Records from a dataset
Segment Open

Issue #2221, opened 2022-12-17
Define new "block-updated" event. 


krisnik:
The question.

> How to differentiate Block Update (vs) Block insert / delete. 

Why and how the question has come up.

When block is updated using `block.update(id, BlockToolData)` - EditorJS `onChange` api gets called twice. once with `blocked-removed` and later with `block-added` events. 

`block-removed` and `block-added` events are also fired when the blocks are deleted / added to the EditorJS instance. 

Hence, from the onChange response, it is not possible to differentiate if block's content is updated or a new block is added / existing block is removed.

lijie1129:
I think this is because the `update` function is implemented by calling the `insert` function and specifying the `replace` parameter as `true`. 

Therefore, there are two final actions: 

* delete the old block
* insert the block holding the new data in the original location.

This is why an update causes the `onChange` API gets called twice.


**_This is the definition of the update function:_**
https://github.com/codex-team/editor.js/blob/870e265af0e2114c0a1504a70148ea3c5e28d959/src/components/modules/api/blocks.ts#L291-L311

Segment Closed

Look through the entries above; copy every line holding the string "gets".

> _Response to this exercise_
When block is updated using `block.update(id, BlockToolData)` - EditorJS `onChange` api gets called twice. once with `blocked-removed` and later with `block-added` events. 
This is why an update causes the `onChange` API gets called twice.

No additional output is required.